What I'm trying to do is simply collect a bunch of data frames and send emails about them. Each data frame is an asset, and I have an op that takes a list of data frames. It works, as I've set this up, but with this weird storage situation, where the assets are materialized in
/storage/something-like-a-uuid/asset/result
, under a different uuid for each run of the job.
s
Are you trying to materialize those assets inside the job? Or just read from them? The former is not currently possible, but the latter is. Here's an example of how to do the latter: https://docs.dagster.io/concepts/ops-jobs-graphs/graphs#loading-an-asset-as-an-input
n
thank you! That's the example I'm trying to use. When I do this following the example, bringing the assets into a job directly, I get an unsatisfying looking visual that shows the ops that are part of the job, but don't give any info about the underlying assets -
In my case I'm also using an op factory to make an op for each of the assets i'm sending emails about - so I end up with a bunch of these unconnected ops, and nothing to show what assets they rely on.

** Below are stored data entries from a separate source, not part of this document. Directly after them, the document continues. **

PR #95, opened 2025-04-19
Add spec document for team code format

### LINKED ISSUE #89: Write formal specification for team code format

AlphaKretin:
Close #89 

Leaving this open for a bit to get feedback from others.


AlphaKretin:
The example team code provided is currently in the outdated 1-item format. It is being used as a placeholder and should be replaced as soon as the implementation is updated to support 2 items.

AlphaKretin:
Seeking feedback both on the writing of the spec document, and the spec of the format itself, making sure I'm not missing anything that I won't regret leaving out later. I *believe* this is all the information necessary to reconstruct a Pokemon as it appear on an in-game team, Player or Trainer, in a mechanical sense - leaving out aesthetic details such as traits, nicknames, and hue.

AlphaKretin:
I've been reminded that some items, like the Crystal Veil, have additional parameters that should most likely also be encoded. How to do this efficiently when the parameters can be arbitrary is a tricky issue, but before I think about that I need to implement it at all in the code

AlphaKretin:
The codes are getting longer, and it's full of increasingly many mostly-undefined values. I'm tempted to change the format so that items and item types are at the end, and it can cut off undefined values from the end to trim space.

AlphaKretin:
OK, *now* I can't think of anything else to add to the spec

Cincidial:
> @Cincidial curious if you have any thoughts on this

I got some ideas. It's not gunna result and quick to understand spec, you will save quite a few bytes though. Just trade offs, so depends on what you want. I'll get a lil table going (I love thinking about this stuff)

Cincidial:
image
- Version: Major.Minor.Patch.dev where dev, forming the first 2 bytes
- Pokemon + Item 1 Type form bytes 3 and 4 of the first int32. 
-- Pokemon with 11 bits allows 2048 total and 5 bits for item type gives 32 possibilities
- The style points + level at 5 bits per style point and 7 bits for level (meeting all max values) make up 1 int32
- 2 groups of 2 moves + an item each form an int32
-- May be able to limit move indices to what the pokemon can learn, but didn't here. Can maybe save 2 bytes per pokemon this was. 11 bits for a move gives 2048 possibilities, right now there are 1123
- Finally item 2, forms and ability are in the last 2 bytes
-- Forms: Most here is 27 for unknown so 6 bits giving 64 values should be plenty
-- Abiliity: Only 1 bit required because we know the pokemon, so just index it's abilities.

In total
- 16 bytes for pokemon + 2 for version
- 98 total bytes for a full team

For what's in the document currently (from what I understand)
- 34 bytes per pokemon + 6 for version + 6 to insert `!` characters
- 216 total bytes for a full team

In both cases the base64 conversion will increase byte size by 25% because of the 8->6 byte reduction per character.
Thus max expected character length would go from 270 -> 123

There's the chance to add in the trimming as you've described to further reduce, but with added complexity during processing

AlphaKretin:
I was considering an approach like this where I used less space for values where we could afford it, but I was having trouble implementing it correctly and so went with the simpler "all UInt16" approach. Would you be willing to give a try at implementing this scheme? No worries if not, like you said it's a trade-off and I think I'd be happy sticking with what I've got, but I am intrigued by the possibility of the more compact option.

Cincidial:
Oh most assuredly I'll give it go! Honestly love doing the bitwise stuff.
Will check it out in the morning

AlphaKretin:
Needs to be rewritten if we go with #121

AlphaKretin:
As Tectonic implementation has been going well enough, the decision has been made to go with the scheme from #121, so this needs to be rewritten when that's finished.

AlphaKretin:
@Cincidial Got something here as a start but it could use a look over from the person who actually put most of the work into defining the format

team-code-format-specification.md
```diff
@@ -0,0 +1,268 @@
...
+   d. Map index values back to their corresponding entities using version-specific mapping tables
+   e. Construct a Pokémon object with the decoded properties
+
+## 7. Version Mapping
+
+The binary format uses compact indices that are mapped to and from actual game data through version-specific mapping tables. These mappings convert between binary indices and game object identifiers for:
+
+- Pokémon species
+- Moves (per Pokémon)
+- Items
```
Cincidial, line 165: Probably mention that these are held items only (pocket 5)

Cincidial (commented):
Dang, this looks amazing. I love me some good documentation.
Just one comment, didn't really see anything else. I'll check it over again tomorrow and see if anything jumps out, but if you merge before then no worries as well

AlphaKretin:
When 3.3.0 releases for real I want to update the code to not be from the dev branch, so that it's a public, stable example, but we can edit that later without it being an actual change to the spec, so it shouldn't block merging this branch.

That said, since it's info only and not code or anything, there is no rush, I'm happy to wait for another review.[

AlphaKretin:
Should probably have a note about which versions are expected to be supported, just realised that got forgotten in the rewrite. I previously said it's up to implementation, but it probably couldn't hurt to suggest that versions 3.2.4 and up are supported (with dev versions probably being optional).

It's probably kind of hypothetical as to what other applications would actually use the format, but y'know.

Cincidial:
Did another review, nothing stood out. Looks good!

AlphaKretin:
Yippee!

When I use a graph, the UI does show me how the assets relate to the send-emails op. But when the job runs, it seems to be a discrete thing that materializes the assets every time and stores them in a separate sub-directory.
I'm just trying to understand why these things work this way - There's probably a reason i'm mistaken to think that the assets should appear in the first job-based version of this. Some way I'm thinking about this system the wrong way. Is there something about what Ops and Assets are for that explains why the behavior i'm seeing is the behavior I should want?
s
Still trying to understand exactly what your goal is: do you want your job to materialize those assets every time it runs? Or do the assets get materialized separately, and you just want your job to read them and then send emails based on them?
n
i'm can deal with either way of doing it. I'm fine with the constraint that the job emailing about the assets can only read them after they've been materialized.
i just wish that job showed me, in the ui, what assets it depends on
(and the fact that the ui doesn't show me, makes me think I'm still doing something in a non idiomatic (dagster-matic?) way)
i'm experimenting with trying to set the
ins
explicitly
ins={"errs": AssetIn(asset_key[0])})(err)
, trying to use the OpFactory pattern from the docs
s
i just wish that job showed me, in the ui, what assets it depends on
Got it - that makes total sense. I agree with you. I filed an issue to track this: https://github.com/dagster-io/dagster/issues/13428.
n
okay, sweet. Thanks! And i guess that also means I'm not just doing something boneheaded. Thanks for the help!